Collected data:

Content starts

PR #647, opened 2019-04-07
fixes #644 add cancellable content serializer

### LINKED ISSUE #644: Pass CancellationToken to IContentSerializer
I'm implementing IContentSerializer interface and in my implementation, I've no access to cancellation token. Could you please provide it too? Thanks in advance.

Styxxy:
fixes #644 add cancellable content serializer

I didn't add unit tests for now, as I don't know yet exactly how to test it. Any pointers are welcome  :).

I'll provide a separate PR for docs update (if applicable), so it can be merged after new version is being published.

### DIFF
--- a/Refit/RequestBuilderImplementation.cs
+++ b/Refit/RequestBuilderImplementation.cs
@@ -215,7 +215,17 @@ namespace Refit
             Exception e = null;
             try
             {
-                multiPartContent.Add(await settings.ContentSerializer.SerializeAsync(itemValue).ConfigureAwait(false), parameterName);
+                HttpContent cont;
+                if (settings.ContentSerializer is IContentSerializerWithCancellation serializerWithCancellation)
+                {
+                    cont = await serializerWithCancellation.SerializeAsync(itemValue).ConfigureAwait(false);
+                }
+                else
+                {
+                    cont = await settings.ContentSerializer.SerializeAsync(itemValue).ConfigureAwait(false);
+                }
+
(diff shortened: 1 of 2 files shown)


Refit/RequestBuilderImplementation.cs
```diff
@@ -215,7 +215,17 @@ async Task AddMultipartItemAsync(MultipartFormDataContent multiPartContent, stri
             Exception e = null;
             try
             {
-                multiPartContent.Add(await settings.ContentSerializer.SerializeAsync(itemValue).ConfigureAwait(false), parameterName);
+                HttpContent cont;
+                if (settings.ContentSerializer is IContentSerializerWithCancellation serializerWithCancellation)
+                {
+                    cont = await serializerWithCancellation.SerializeAsync(itemValue).ConfigureAwait(false);
```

Content ends

### Work instruction
Restate the data above word for word. Leave nothing out.

### Solution to the problem
PR #647, opened 2019-04-07
fixes #644 add cancellable content serializer

### LINKED ISSUE #644: Pass CancellationToken to IContentSerializer
I'm implementing IContentSerializer interface and in my implementation, I've no access to cancellation token. Could you please provide it too? Thanks in advance.

Styxxy:
fixes #644 add cancellable content serializer

I didn't add unit tests for now, as I don't know yet exactly how to test it. Any pointers are welcome  :).

I'll provide a separate PR for docs update (if applicable), so it can be merged after new version is being published.

### DIFF
--- a/Refit/RequestBuilderImplementation.cs
+++ b/Refit/RequestBuilderImplementation.cs
@@ -215,7 +215,17 @@ namespace Refit
             Exception e = null;
             try
             {
-                multiPartContent.Add(await settings.ContentSerializer.SerializeAsync(itemValue).ConfigureAwait(false), parameterName);
+                HttpContent cont;
+                if (settings.ContentSerializer is IContentSerializerWithCancellation serializerWithCancellation)
+                {
+                    cont = await serializerWithCancellation.SerializeAsync(itemValue).ConfigureAwait(false);
+                }
+                else
+                {
+                    cont = await settings.ContentSerializer.SerializeAsync(itemValue).ConfigureAwait(false);
+                }
+
(diff shortened: 1 of 2 files shown)


Refit/RequestBuilderImplementation.cs
```diff
@@ -215,7 +215,17 @@ async Task AddMultipartItemAsync(MultipartFormDataContent multiPartContent, stri
             Exception e = null;
             try
             {
-                multiPartContent.Add(await settings.ContentSerializer.SerializeAsync(itemValue).ConfigureAwait(false), parameterName);
+                HttpContent cont;
+                if (settings.ContentSerializer is IContentSerializerWithCancellation serializerWithCancellation)
+                {
+                    cont = await serializerWithCancellation.SerializeAsync(itemValue).ConfigureAwait(false);
```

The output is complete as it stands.